The central dogma of molecular biology begins with transcription, the process in which information in a section of DNA is transferred to a messenger RNA (mRNA). DNA sequence is copied by RNA polymerase to produce a complementary RNA strand. This strand replaces the thymine of DNA with uracil, a main difference between RNA and DNA. Transcription is usually the first step that leads to the expression of genes. Following transcription is translation, where the mRNA is translated, following the unique genetic code, into a functional protein. This protein is what regulates genes expression, overall controlling EMT.

Figure 5

It is believed that microRNA (miRNA) can control EMT ultimately by regulating the proteins that induce or repress the EMT process. These miRNA are short post-transcriptional regulators that bind to target messenger RNA, most commonly resulting in gene-silencing. These miRNA are on average 20-24 nucleotides in length, but play an important role in genetic processes. In short, these bind to complementary strands of messengerRNA, preventing the functional protein from being formed, controlling the regulation of EMT.

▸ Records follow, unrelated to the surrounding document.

PR #146, opened 2019-07-11
deal with brand new URNs when sending messages

### LINKED ISSUE #145: Adding URN and changing Channel in same flow fails
TL;DR-
Condition- Create a flow that both adds a new URN and also tries to change that new channel to the preferred one.
Results- new URN for the new channel is added, but the old channel remains the default, no error logged
Expected- new channel should begin being used immediately after changing the priority in the flow.

Longer:

A flow that:
1) Updates Contact with a new URN (telegram)
2) sends a message on the old channel (SMS) confirming
3) Sets the channel to telegram
4) sends a new message (telegram)

In this case, both messages (2 and 4) go over SMS, and SMS remains the default channel.

From what I can tell in the mailroom code, the adding of the urn (contact_urn_changed) is batch processed at the end of the session so when step 3 happens as a channel event, it tries to update the urn priority but it silently fails because the new URN hasn't been added yet because the session is still ongoing.
two things:
 shouldn't there be a specific channel event type for changechannel (which would still call UpdatePreferredURN) but would log an error instead of ignoring a noop? Since we're specifically asking for a channel priority change, the inability to change it is a failure
shouldn't any major contact changes (like adding a URN) be made synchronously in the flow so it's available to other ops?

nicpottier:
Fixes: https://github.com/nyaruka/mailroom/issues/145

### DIFF
--- a/hooks/msg_created.go
+++ b/hooks/msg_created.go
@@ -190,7 +190,7 @@ func handleMsgCreated(ctx context.Context, tx *sqlx.Tx, rp *redis.Pool, org *mod
 		return nil
 	}
 
-	// messaging flows must have urn id set on them, if not, go look it up
+	// messages in messaging flows must have urn id set on them, if not, go look it up
 	if session.SessionType() == models.MessagingFlow {
 		urn := event.Msg.URN()
 		if models.GetURNInt(urn, "id") == 0 {
--- a/hooks/msg_created.go
+++ b/hooks/msg_created.go
@@ -190,11 +190,16 @@ func handleMsgCreated(ctx context.Context, tx *sqlx.Tx, rp *redis.Pool, org *mod
 		return nil
 	}
 
-	// messaging flows must have urn id set on them, assert that
+	// messaging flows must have urn id set on them, if not, go look it up
 	if session.SessionType() == models.MessagingFlow {
-		urnInt := models.GetURNInt(event.Msg.URN(), "id")
-		if urnInt == 0 {
-			return errors.Errorf("attempt to create messaging message with 0 id URN")
+		urn := event.Msg.URN()
+		if models.GetURNInt(urn, "id") == 0 {
+			urn, err := models.GetOrCreateURN(ctx, tx, org, session.ContactID(), event.Msg.URN())
+			if err != nil {
+				return errors.Wrapf(err, "unable to get or create URN: %s", event.Msg.URN())
+			}
+			// update our Msg with our full URN
+			event.Msg.SetURN(urn)
 		}
 	}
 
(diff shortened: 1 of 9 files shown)


models/contacts.go
```diff
@@ -975,14 +993,14 @@ WHERE
...
-	Display   *string   `db:"display"`
-	Auth      *string   `db:"auth"`
-	Scheme    string    `db:"scheme"`
-	Priority  int       `db:"priority"`
-	OrgID     OrgID     `db:"org_id"`
+	ContactID ContactID   `db:"contact_id"`
+	Identity  string      `db:"identity"`
+	Path      string      `db:"path"`
+	Display   null.String `db:"display"`
+	Auth      null.String `db:"auth"`
```
nicpottier, line 1000: cleanup, pointer strings are the devil

models/events.go
```diff
@@ -33,7 +33,7 @@ func ApplyPreEventHooks(ctx context.Context, tx *sqlx.Tx, rp *redis.Pool, org *O
 	for hook, args := range preHooks {
 		err := hook.Apply(ctx, tx, rp, org, args)
 		if err != nil {
-			return errors.Wrapf(err, "error applying pre commit hook: %v", hook)
+			return errors.Wrapf(err, "error applying pre commit hook: %T", hook)
```
nicpottier, line 36: @rowanseymour not sure if you knew about `%T` but it cracks interfaces and prints the underlying type name which is mighty useful.

models/msgs.go
```diff
@@ -295,25 +291,22 @@ func NewOutgoingMsg(orgID OrgID, channel *Channel, contactID ContactID, out *flo
...
 		m.ChannelUUID = channel.UUID()
 		msg.SetChannelID(channel.ID())
-	}
-	m.MsgCount = 1
-
-	// get the id of our URN
-	urnInt := GetURNInt(out.URN(), "id")
-	if urnInt != 0 {
-		urnID := URNID(urnInt)
-		m.ContactURNID = &urnID
```
nicpottier, line 313: This is done in `SetURN`

hooks/msg_created.go
```diff
@@ -190,11 +190,16 @@ func handleMsgCreated(ctx context.Context, tx *sqlx.Tx, rp *redis.Pool, org *mod
 		return nil
 	}
 
-	// messaging flows must have urn id set on them, assert that
+	// messaging flows must have urn id set on them, if not, go look it up
```
rowanseymour: comment sounds like the flow needs an id

rowanseymour (approved):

Figure 6: Protein Inhibition with miRNA

M.D. Anderson used a database to compile the interactions between different miRNA and mRNA for four particular genes known to induce EMT. The compiled data gave the specific target mRNA, miRNA, the location of the mRNA-miRNA interaction on the gene, and the interaction energy between the mRNA and miRNA. The interaction energy measures how well an miRNA binds to the mRNA site. For this study, an interaction ≥≥ abs(x) was considered useful information. The constant, x, being a certain cutoff limit. The compiled data can contain multiple mRNA- miRNA interactions. Each gene has a dataset for miRNAs that are up-regulated, implying that the greater amount of miRNA will have more protein inhibition, repressing the gene, and a dataset for down-regulated miRNAs, in which the miRNAs are repressed, implying greater gene expression since the protein inhibition did not occur. We want to determine which miRNA's and mRNA's are significant for further research.

Using the program, R, I sorted each dataset to have each unique miRNA then number of mRNA that interact with each miRNA. From this new data, i then sorted the data into unique miRNA and the unique corresponding mRNA. Applying a filter to exclude interaction energies ≤≤ abs(x), the number of unique miRNA- unique mRNA interactions drastically reduced. Our hypothesis that certain miRNA-mRNA interactions appear significant is hard to validate-the datasets themselves lack similar data between them. We also have only one set of data as a whole to compare, and thus cannot have inference to which we cannot prove that some data is statistically significant. Comparing these results to other data from different samples will allow such hypothesis to be confirmed or rejected.